Originally Posted by chrism01 (Post 3589377)
Use the intr option http://www.linuxtopia.org/online_boo...g-options.html in fstab to allow systems to disconnect if it fails

I take it that is client side. is there anything i need to do server side?

Also it looks like only some of the files are not getting proper permissions like lost&found from an old Linux install I had on one of the drives, but most of the rest seem to be up and running from what I can see.

Code:

cat /etc/exports
/home1 192.168.2.0/255.255.255.0(rw,insecure)
/home11 192.168.2.0/255.255.255.0(rw,insecure)
/winXP 192.168.2.0/255.255.255.0(rw,insecure)
/winXP_data 192.168.2.0/255.255.255.0(rw,insecure)
/sdd3 192.168.2.0/255.255.255.0(rw,insecure)
/sdd4 192.168.2.0/255.255.255.0(rw,insecure)

that is my finished exports file. nice thing about OSx is i just hit command (the apple or windows key) + k and then i type the following:

nfs://192.168.2.100/home11

and poof its mounted and ready for use. Also streams very fast, more then fast enough to stream my movies as that is 90% of what the nfs server will be doing.

lleb 06-28-2009 07:57 PM

then again, it was only the NTFS that allowed my clients to do anything to the files.
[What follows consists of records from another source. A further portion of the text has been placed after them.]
Issue #4876, opened 2019-04-06
Line Heights problem


noembryo:
With v2019.04 there is a change in the way the text is presented with #4785.
I can see that a lot of work went on this change and to make it the right way, but it changed the way the books are displayed.

Up until the v2018.11.1 the display was this:
![Reader_2019-Apr-06_144431](https://user-images.githubusercontent.com/24675403/55671343-de09c900-5897-11e9-9b66-3612628d8558.png)
I was using `DCREREADER_CONFIG_LINE_SPACE_PERCENT_SMALL = 90` and `DCREREADER_CONFIG_DEFAULT_FONT_SIZE = 32` and the lines filled up all the screen.

With the v2019.04 the display is this:
![Reader_2019-Apr-06_144317](https://user-images.githubusercontent.com/24675403/55671408-67210000-5898-11e9-8a41-892a716d6b1b.png)
There is a line missing at the bottom.

I tried different settings (changing line heights (80%-100% and/or font sizes (29-33) but always the bottom gap is big.

This is with a bigger line height:
![Reader_2019-Apr-06_150018](https://user-images.githubusercontent.com/24675403/55671456-d7c81c80-5898-11e9-91dd-cd66c722590e.png)

I thought that there is a margin problem there, but I found that when there are different tags and not just `<p>` in the page I could almost fill all of it like this:
![Reader_2019-Apr-06_152314](https://user-images.githubusercontent.com/24675403/55671485-3392a580-5899-11e9-8881-f9bd6a5b3925.png)

I wonder, is there a way I could recreate the page the way it was before?
A setting to use the old numbers? (I know that its nit-picking, but as you can see from the first screenshot, I don't like big margins.. ;o)

Frenzie:
You're saying that, e.g., `85` to reduce the line-height to the previous value still leaves a gap at the bottom?

Also note the widows and orphans, btw.

noembryo:
Using the same values as before does not work as expected.
Using smaller line height brings more lines to the page but the gap is still there..

noembryo:
Aaa, and there are no widows and orphans..

noembryo:
Using 85 height (the same lines as the first screenshot but with a gap):
![Reader_2019-Apr-06_185652](https://user-images.githubusercontent.com/24675403/55671932-c2092600-589d-11e9-947d-a1c00a4edd0f.png)

Frenzie:
The previous values were broken. You might need to use a smaller value to achieve the same result.

[...]

PR #4081, opened 2018-07-16
Bookmarks, CoverBrowser: scale dogear icon

poire-z:
The Dogear icon is 20x20 pixels and was never scaled where used. Now:

The bookmark icon (top right of screen) is scaled to 1/32th of the screen width (previously, it was 1/30th on a 600px wide emulator, 1/53th on a GloHD).
So, it should stay the same size on a small emulator, and become 2 times bigger on a 1000px device.
1/32 looks like this:
<kbd>after_pdf_bookmark</kbd>

On CreDocument, furthermore decrease its size if needed depending on the selected margins so it never overwrite the text (as margins are scaled for DPI, this somehow scale the icon for dpi too).
Before => after
<kbd>before_bookmark</kbd> => <kbd>after_crebookmark</kbd>

CoverBrowser list view: scale it to the available room under the "N % of P page" text, so it does not cover "page".
<kbd>before_listmenu</kbd> => <kbd>after_listmenu</kbd>

CoverBrowser mosaic view: scale it to 1/16th of the cover rectangle, which should prevent if from overwritting the text thanks to a max text width of 7/8 of the cover rectangle.

<kbd>before_mosaicmenu</kbd>
=>
<kbd>after_mosaicmenu</kbd>

The above CoverBrowser screenshots were made on the emulator, and the icon size looks divided by 2. But the after size is actually how it looked before and still looks after on a GloHD.

Also for CoverBrowser: don't index metadata for unsupported document (which could happen when browsing files with PathChooser) and show full filename for such documents.

Also: ImageWidget: small fix in case we use both scale_factor and scale_for_dpi.

The 1/32 (for bookmark icons) and 1/16 (for coverbrowser mosaic view) can be changed if people find it too big or too small (they fit my liking, I like things small, but strangely, I don't bother the bigger bookmark icon).

Close #3265. Close #4046.

PR #4945, opened 2019-04-19
Give more control over CRe margins

NiLuJe:
Without having to resort to weird custom defaults.

* Split the current margins setting in three:
  * Horizontal margins (because you generally want those two to be balanced).
  * Top margin & Bottom margin (because you may want to tweak those separately to deal with quirky status bar/final line shenanigans).

* Also, add a "Reclaim bar height from bottom margin" toggle to the status bar menu, to optionally make sure the status bar won't eat into the bottom margin.

* Includes a free fix to diacritics popup refresh handling in the keyboard ;).


NiLuJe:
For instance, because I'm a crazy person, I'm going to override all of those on my end to basically 0,1,2,3,4,5,6,... ;).

NiLuJe:
Speaking of: what's the use-case for the crazy high values on the top end of the scale?

Granted, I like very minimal margins, but those get run through scaleBySize, so, I'm slightly at a loss as to what the intended use could be ;).

Frenzie:
Something like an Onyx Boox Max2. By which I mean anything with a giant display.

Frenzie:
PS I also wonder what the point is of those contrast settings over 2 or so. That's about where they turn from "meh, not for me" to "GET IT AWAY FROM ME D:". ;-)

NiLuJe:
True ;o).

NiLuJe:
margins

poire-z:
> For instance, because I'm a crazy person, I'm going to override all of those on my end to basically 0,1,2,3,4,5,6,... ;).

I'm not fond of having 2 additional progress bars just for margins (the more stuff there is, the less room there is to see their effect on the current book page).
But I see the point and the attempt to solve the other issue with the bottom margins and the feeling of missing a line at the bottom.
But this PR does not provide the solution to the default user :) only to the crazy person in the know who gonna edit their settings for that.

I'd rather see a single margin progress buttons + a fine tune progressbutton for bottom margins.
Or if really needed: a L/R margins progressbuttons + a T/B progressbuttons + a finetune bottom margin progressbutton.

NiLuJe:
I initially started with a simple H/V split, and in turns out this has a tendency to lead to unbalanced gaps between top/bottom (effective) margins.

So, yeah, one way or another, top/bottom are better controlled separately.

A dynamic fine tune sounds like a great idea, I'm just not quite sure how to present that in terms of UI?

poire-z:
> I also wonder what the point is of those contrast settings over 2 or so. That's about where they turn from "meh, not for me" to "GET IT AWAY FROM ME D:". ;-)

Might depend on the font and the eyesignt of the user... I use 4, and the max when i'm really tired.

> Speaking of: what's the use-case for the crazy high values on the top end of the scale?

Not sure generally, but when I got my first progressive lenses, with a very narrow reading zone at the bottom, and being not used at all to move my head (only my eyes) when reading, i was happy to have koreader show me 25% margin on each side so I got a narrow readable zone with no blur on the sides...

NiLuJe:
Fair enough, although after a scaleBySize, I'm not quite sure we need to go that high ;).

NiLuJe:
But speaking in terms of % of screen estate is interesting, and is indeed much less murky that this essentially somewhat meaningless unit we're currently using ;).

poire-z:
> A dynamic fine tune sounds like a great idea, I'm just not quite sure how to present that in terms of UI? 

Maybe:
L/R as you have it
T/B as you had it
Less B margin : 0 -1 -2 -3 -4 -5 -6 (whether scaleBySize or not, would be removed from the B margin set in the T/B button.
So one could decrease that B till he gets that missing line back.
I initially wrote "extra B margin", but I think it should have it decreased, to give the sense of having back that missing line.

(and this extra B would gain being available as a gesture for quick viewing its effect).

> (And anything I can think of wouldn't actually gain us any vertical space here).

Might be a time to add a 6th bottom button for cre (which has currently 5, while PDF already has 6) :)

poire-z:
> Less B margin : 0 -1 -2 -3 -4 -5 -6 

Or maybe something allowing us a 100% choice along `default font size * interline space` to eat out of the bottom margin, so we can really get a line back.

NiLuJe:
Thinking about it, by virtue of it being a bottom-anchored menu, adding a tab won't help us see through the menu to check out the state of the bottom margin ;).

Having the bars displayed (and stored) as absolute "margin" values help make this not completely crazy in the backend, so I'm wondering how a layout similar to the FL would work:

[-] [======] [+]

What those buttons actually increment/decrement is up for grabs, I was thinking something simple like 1/0.5 like the fonts, but something smarter could probably be done ;).

NiLuJe:
Anyway, brain is mush right now, I'll sleep on it, but I do quite like your final idea... :).

NiLuJe:
Okay, managed to implement the buttonprogress w/ -/+ finetune without having to mangle too many stuff ;).

margins

NiLuJe:
Stepping is currently hard-coded to increments of 1.

I could easily make that configurable if it turns out to be too coarse-grained for high-dpi devices (that's a 265dpi H2O, so, eh, should be okay).

frontend/apps/reader/modules/readerdogear.lua
```diff
@@ -43,10 +43,17 @@ end
 function ReaderDogear:onReadSettings(config)
     if not self.ui.document.info.has_pages then
         -- Adjust to CreDocument margins (as done in ReaderTypeset)
-        self:onSetPageMargins(
-            config:readSetting("copt_page_margins") or
```
houqp: just curious, do we have any plan to migrate the old setting?

poire-z:
Sorry for the delay in following up. I'm still unable to test this to see how practical it is, so just asking: is it?

Now that we have fine tuning, do we really need a progressbar for top and another for bottom? Can't a single T/B one be enough, and it would ensure the margins are balanced, with the option in the footer menu (Reclaim...) to take footer height into account, or not, in this balance?

(It's not so much about losing one progressbar - no pb now that we get that 6th bottom tab - it's just that I feel I'll want to have these T & B margins the same, and after playing with both to find what fits, there will be a last phase of ok, let's see with Hold the numbers we got, do some maths and distribute them to both sides... I'd rather have KOReader do that by default.)

No comment code-wise.

May be that added tab could be made 2nd instead of 3rd, so line-height is nearer font size without a non-font config in between?

> Thinking about it, by virtue of it being a bottom-anchored menu, adding a tab won't help us see through the menu to check out the state of the bottom margin ;).

Some refresh trick to exclude ConfigDialog from being painted on T&B margin change? And a 1 or 2s delay to trigger it's painting after that? :)

NiLuJe:
I do like having different T/B bars, yes, as it helps evening the gaps in case there really isn't enough space for a final line, and even margins would actually lead to uneven vertical alignment ;).

I have a couple flimsy reasons for leaving the tab in third position instead of second (as the crop tab is in KOpt). The first one is a smaller diff, the second is because it depends (to some extent) on the DPI & line-height settings of the previous tab, so it felt sensible to leave them in that order, as you're more likely to fine-tune margins *after* having fine-tuned line-heights.

(i.e., I choose line-heights based on what feels comfortable to actually read, I'm far less likely to fine-tune them for any other purpose, even if it would help with said final line issues).

Ultimately not strongly attached to that, though ;).

----

That's a lot of moving parts for something like that ;p. Probably easier just to float the whole panel up a few dozen pixels ;).

poire-z:
> because it depends (to some extent) on the DPI & line-height settings of the previous tab, so it felt sensible to leave them in that order, as you're more likely to fine-tune margins after having fine-tuned line-heights.
(i.e., I choose line-heights based on what feels comfortable to actually read, I'm far less likely to fine-tune them for any other purpose, even if it would help with said final line issues).

Mhhh :) first, you would choose your font size, so 4th tab :) then line-height (2nd), then margin (3rd)
And, with a prefered font and prefered font size, you'd probably not go touch the (default or prefered) line-height (you would already have them all to what feels confortable to actually read, no matter the book content, no?)

poire-z:
OK, I had a try.
It works and allows getting the missing line at the bottom. But it was a bit tedious :) mostly because we don't see the effect immediately as the bottom margin is hidden by the config panel.

Also, I was a bit confused not seeing my previous margins.
Of course, I haven't yet updated my prefered margins in default.persistent.lua, so I'll have to do that.
But I guess (as @houqp suggested) that we should try to use the previous margins saved in the book metadata.lua under `copt_page_margins` for already opened books - just to not surprise people and have them have to update all the books they have been reading to make them look as before. (And avoid us some issues.)

> I do like having different T/B bars, yes, as it helps evening the gaps in case there really isn't enough space for a final line, and even margins would actually lead to uneven vertical alignment

I guess the point is updating both (evenly) till we have enough space for the additional line and we should have even vertical alignment at some point (you'd lose 1px granularity, and have 2px granularity, if we move each by 1px, but that shouldn't be noticable).
But I see the case when pages are not all laid out the same (because of some paragraph margins, titles...) where you'd get the missing line on most but not on some pages, and you'd want to move down a bit all pages (so, more top margin, less bottom margin) so pages with the missing line have it less noticable.

But I dunno, after only a few minutes of playing, it's not that confortable. May be I'll get a grasp of it.

(Also, minor point: visually, the - and + buttons are not really aligned with the L/R buttons - dunno if it's some computations error, or something due to the size of the button set from the numbers of buttons - in which case, having only 7 values for T & B, and 9 for L/R would solve that.) 

Anyway, fine to have it merged to see how it goes and if we get some idea for more confort. But I think the previous saved margins should really be restored and re-used.

NiLuJe:
I'm seeing 2 pixels on the left and 1 on the right, which feels like a rounding/centering thing given the different amount of buttons, possibly combined with a missing border?

(There's a lot of stuff that does rounding in an unexpected manner. I'd expect coordinates to be floor'ed, and dimensions to be ceil'd, but in practice we mostly floor everything).

----

And yeah, honoring the previous margins should be doable, I'll look into it ;).

poire-z:
Why not do the migration in` ReaderTypeset:onReadSettings()` (for the book settings) where we deal with the new ones, and `ReaderTypeset:init()` (for the global settings, like I did at top of 4d67dd59c), to avoid some noise in the other modules (reader.lua, readerui.lua shouldn't have any mention of margins, not their business).
(I did delete the old ones in ReaderLink(), but may be we wouldn't need that, to allow going back to old versions - although for global settings it's better to keep them clean.)

NiLuJe:
I wanted to do it as early as possibly to make sure *nothing* would actually ever see the old format ever again ;).

NiLuJe:
I vaguely thought about moving all of that to a migrateSettings function tucked away in luasettings/docsettings, though, but that'd still be called as early as possibly (i.e., the exact same place as I'm currently using).

poire-z:
> I wanted to do it as early as possibly to make absolutely sure nothing would actually ever see the old format ever again

Because of ReaderDogear, who uses them too and might be init() before ReaderTypeset?
ReaderTypeSet could just `self.ui:handleEvent(Event:new("SetPageMargins", ...)` once it has migrating them then, onNextTick if needed.

It's ugly seeing margins mentionned in reader.lua and readerui.lua. I'd rather have all that in a dedicated module if it can't be done in the main module that deals with the new settings and dealt with the old ones.

> (And the reasoning behind deleting the old format is to avoid going through the conversion every time.)

We could check if the new ones are there, and if not, check if there are old ones, and only migrate them then. But OK about deleting the old settings, will make things tidy.

Frenzie:
> I vaguely thought about moving all of that to a migrateSettings function tucked away in luasettings/docsettings, though, but that'd still be called as early as possible (i.e., the exact same places as I'm currently using).

The same places technically perhaps, but I agree with @poire-z that this feels out of place at best.

NiLuJe:
Any further comments?

frontend/ui/data/settings_migration.lua
```diff
@@ -0,0 +1,40 @@
...
+local SettingsMigration = {}
+
+-- Shockingly, handles settings migration
+-- NOTE: supports LuaSettings & DocSettings objects as input, as both implement the same API
+function SettingsMigration:migrateSettings(config)
+    -- Figure out what kind of object we were passed, to make the logging more precise
+    local cfg_mt_idx = getmetatable(config).__index
+    local cfg_class
+    if cfg_mt_idx == DocSettings then
+        cfg_class = "local"
```
poire-z: "book" rather than "local"?

poire-z:
I haven't played with it since the other day, but it looks allright.
May be wait for the coming stable release (named "Labor day" ? :) before merging, so we get one month to see how it does? (I'm still on my tedious/confused impression :)

Frenzie:
Labor Day? Such sudden pressure, lol.

NiLuJe:
I'd rather have it *in* the stable, to gather feedback from a potentially wider range of  use-cases ;).

Frenzie:
It seems pretty safe to me. But then better put it in tonight or tomorrow so that it's had some testing by the time we reach the weekend. ;-)

poire-z:
Allright then.

poire-z:
> I have a couple flimsy reasons for leaving the tab in third position instead of second (as the crop tab is in KOpt). The first one is a smaller diff

Now that the smaller diff does not matter anymore, we can rediscuss that point :)

> the second is because it depends (to some extent) on the DPI & line-height settings of the previous tab, so it felt sensible to leave them in that order, as you're more likely to fine-tune margins after having fine-tuned line-heights.

That's one use case, mine would probably be different and justify another order.
But it looks odd the bottom tab icons are different between kopt and cre.
<kbd>image</kbd>

And there was some kind of logical order, from larger to smaller things, in kopt and in cre, that inverting 2nd and 3rd would bring back:
<kbd>image</kbd>
- Screen (orientation)
- Page (crop, page margins)
- Lines (line heights, with zoom for elements/paragraphs margins in px and images)
- Font size
- Font smaller tweaks (kerning, hinting, contrast)
- Last tab with other various thingies

poire-z:
Small issue with the DogEar: when on a page with a bookmark, when reducing margins, it does not get its size adapted anymore, and it may end up eating into the text (previously fixed in #4081).
(It only has `ReaderDogear:onSetPageMargins()`, that we don't send anymore, now that we switched to SetPageHorizMargins SetPageTopMargin and SetPageBottomMargin.)

poire-z:
Still a bit awkward with the distinct top & bottom margins.
My use case (often used, always the same) is that I use font size 19 in the morning, and sometimes in the evening i need 20 or 21. Switching to 20 (with my other prefered unchanged settings) leaves a blank line at the bottom. That's what was discussed in #4876.
So, I want to get it back, and this PR allows it!
So, either I start with Top or Bottom. Starting with bottom is obviously better.
1) Starting with Bottom: I reduce it, one or two steps, two is good with my use-case: one more line gained ! => 2 taps/rendering. But ok, it's no more centered.
2) So, I reduce Top to get that centering back (I guess that if we are bothered with the missing/blank line at bottom, we are bothered by miscentering :) => 1 more tap/rendering.
3) Now, I wouldn't need as much bottom margin, now that I gained some bit at the top (it may not matter much letting it as is, or it may on some pages , not sure): so, I increase again the Bottom margin => 1 more tap/rendering.
So, that made 4 taps/renderings, which with some big books make take 10s to 60s each :|

Now that I get it with my usual use-case, I know I can only tap once on top and once on bottom, so I'll get 2 tap/renderings. Less time wasted. So, I may be somehow fine with this (unnatural) top & margin distinction.

I was going to quick&dirty hack that code to see how it would feel with the Top margin progress bar applied to both top & bottom margins (possibly hiding the Bottom margin progress bar if it felt alright).
But now that we have a specific tab for these margins settings, would it make sense to less quick&dirty hack it and have another toggle `Lock T&B margins   off | on` (or a better name I can't find), so both progress bars would be kept sync'ed and both margins updated to the same value?
That would allow having the centering in 1 tap, and could be unlocked if some more precise tweaking is needed with some books or use-cases?

poire-z:
(OK, labor day or not, having a go at these last 2 points.)

NiLuJe:
Yeah, a keep top & bottom in sync toggle sounds like a neat idea, and
should be pretty painless to implement (just fudge the final set Margins
args in setTop/setBottom if the toggle is true).

NiLuJe:
Oh, and the dogear thing is probably because I'm calling
self:setPageMargins directly instead of sending an Event...

poire-z:
> Some refresh trick to exclude ConfigDialog from being painted on T&B margin change? And a 1 or 2s delay to trigger it's painting after that? :)

Had a quick try at that:
```diff
--- a/frontend/ui/data/creoptions.lua
+++ b/frontend/ui/data/creoptions.lua
@@ -102,2 +102,3 @@
                 event = "SyncPageTopBottomMargins",
+                delay_repaint = 2,
                 name_text_hold_callback = optionsutil.showValues,
@@ -139,2 +140,3 @@
                 },
+                delay_repaint = 2,
                 name_text_hold_callback = optionsutil.showValues,
@@ -171,2 +173,3 @@
                 },
+                delay_repaint = 2,
                 name_text_hold_callback = optionsutil.showValues,
--- a/frontend/ui/widget/configdialog.lua
+++ b/frontend/ui/widget/configdialog.lua
@@ -516,2 +516,3 @@ function ConfigOption:init()
                     events = self.options[c].events,
+                    delay_repaint = self.options[c].delay_repaint,
                     config = self.config,
@@ -546,3 +547,3 @@ function ConfigOption:init()
                             self.config:onConfigChoose(self.options[c].values, self.options[c].name,
-                                self.options[c].event, self.options[c].args, self.options[c].events, arg)
+                                self.options[c].event, self.options[c].args, self.options[c].events, arg, self.options[c].delay_repaint)
                         end
@@ -870,3 +871,3 @@ end

-function ConfigDialog:onConfigChoose(values, name, event, args, events, position)
+function ConfigDialog:onConfigChoose(values, name, event, args, events, position, delay_repaint)
     UIManager:tickAfterNext(function()
@@ -887,13 +888,22 @@ function ConfigDialog:onConfigChoose(values, name, event, args, events, position
         self:update()
-        if self.config_options.needs_redraw_on_change then
-            -- Some Kopt document event handlers just save their setting,
-            -- and need a full repaint for kopt to load these settings,
-            -- notice the change, and redraw the document
-            UIManager:setDirty("all", "partial")
+        local do_refresh = function()
+            self.skip_paint = nil
+            if self.config_options.needs_redraw_on_change then
+                -- Some Kopt document event handlers just save their setting,
+                -- and need a full repaint for kopt to load these settings,
+                -- notice the change, and redraw the document
+                UIManager:setDirty("all", "partial")
+            else
+                -- CreDocument event handlers do their own refresh:
+                -- we can just redraw our frame
+                UIManager:setDirty(self, function()
+                    return "ui", self.dialog_frame.dimen
+                end)
+            end
+        end
+        if delay_repaint then
+            UIManager:scheduleIn(delay_repaint, do_refresh)
+            self.skip_paint = true
         else
-            -- CreDocument event handlers do their own refresh:
-            -- we can just redraw our frame
-            UIManager:setDirty(self, function()
-                return "ui", self.dialog_frame.dimen
-            end)
+            do_refresh()
         end
--- a/frontend/ui/widget/container/inputcontainer.lua
+++ b/frontend/ui/widget/container/inputcontainer.lua
@@ -70,2 +70,5 @@ function InputContainer:paintTo(bb, x, y)
     end
+    if self.skip_paint then
+        return
+    end

--- a/frontend/ui/widget/toggleswitch.lua
+++ b/frontend/ui/widget/toggleswitch.lua
@@ -204,3 +204,3 @@ function ToggleSwitch:onTapSelect(arg, gev)
     self.config:onConfigChoose(self.values, self.name,
-                    self.event, self.args, self.events, self.position)
+                    self.event, self.args, self.events, self.position, self.delay_repaint)
     UIManager:setDirty(self.config, function()
```
It's quite ok (it just crashes if you switch the toggle too fast before the timeout), but I think it shouldn't be a timeout (to give the time to appreciate the result), and should probably be coupled with the InfoMessage showing the values, with an added line: "(Hit screen to dismiss)" so it shows the ConfigDialog again only then.

poire-z:
> and should probably be coupled with the InfoMessage showing the values, with an added line: "(Hit screen to dismiss)" so it shows the ConfigDialog again only then.

[This patch](https://github.com/koreader/koreader/files/3136968/delay_repaint2a.diff.txt) would give this:

<kbd>margins_tap_dismiss</kbd>

NiLuJe:
@poire-z : I have yet to try it, but I think I like it, and it doesn't look too gnarly ;).

NiLuJe:
@poire-z : Yup, I like it in practice, too ;).

I kinda liked the timeout approach, though, but I don't know how feasible that would be here? (i.e., have a timeout, that you can cancel early by tapping?).

poire-z:
> I don't know how feasible that would be here

Just a matter of having dismiss_callback called here:
https://github.com/koreader/koreader/blob/3009f5ae54f3c77db0b2e9f31671da220287d31f/frontend/ui/widget/infomessage.lua#L185-L187
like it is done here:
https://github.com/koreader/koreader/blob/3009f5ae54f3c77db0b2e9f31671da220287d31f/frontend/ui/widget/infomessage.lua#L200-L202
(Possibly only if specified as an option, dunno if in general, a timeout should call a dismiss_callback, or if it should be called only if explicite dismiss with tap - I don't think we yet use these together.)

> I kinda liked the timeout approach

I didn't :) Your 4 seconds were too near my mean re-action time :) So, either I was fast (3s!) and tapped on another progressbar button, and it didn't react as it was just dismissing the infomessage, and so I needed to tap another time. Or I was slow and it worked. Kinda upsetting :)

With this, we don't know how much time the user will want to appreciate the margins. Sometimes not much when they are bad - sometimes 10 seconds when they are fine. A timeout would show the bottom menu again, and he would have to tap again to dismiss it and see again the full page.
So, hard to guess a timeout value that won't upset some users. A _always tap to dismiss_ gives a more deterministic experience I think.

(I'll make a PR of it after "not labor day but the sunday after" stable release :)

NiLuJe:
Okay, let's forget about timeouts if you feel like 4s is too short then ;). Thanks for the pointer, though :).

I need to be able to create directories, move files in and out, delete files, execute files, mount ISOs etc... on the ext3 partitions.

*bonks head on wall* I've forgotten so much about linux as I have not used it in over a year.

lleb 06-28-2009 09:57 PM

I tried a change to my exports with no luck.

Code:

cat /etc/exports
/home1 192.168.2.0/255.255.255.0(rw,insecure,no_root_squash,async)
/home11 192.168.2.0/255.255.255.0(rw,insecure)
/winXP 192.168.2.0/255.255.255.0(rw,insecure)
/winXP_data 192.168.2.0/255.255.255.0(rw,insecure)
/sdd3 192.168.2.0/255.255.255.0(rw,insecure)
/sdd4 192.168.2.0/255.255.255.0(rw,insecure)

sadly that did not help with the lack of write permissions to /home1 as i would like. How can I force fstab to mount so the permissions and ownership is for anyone, or at least allow NFS clients ownership to create directories and files?

lleb 06-28-2009 10:01 PM

oh scary. i chmod 777 /home1 as root, now i have full access, is there a better way of doing that?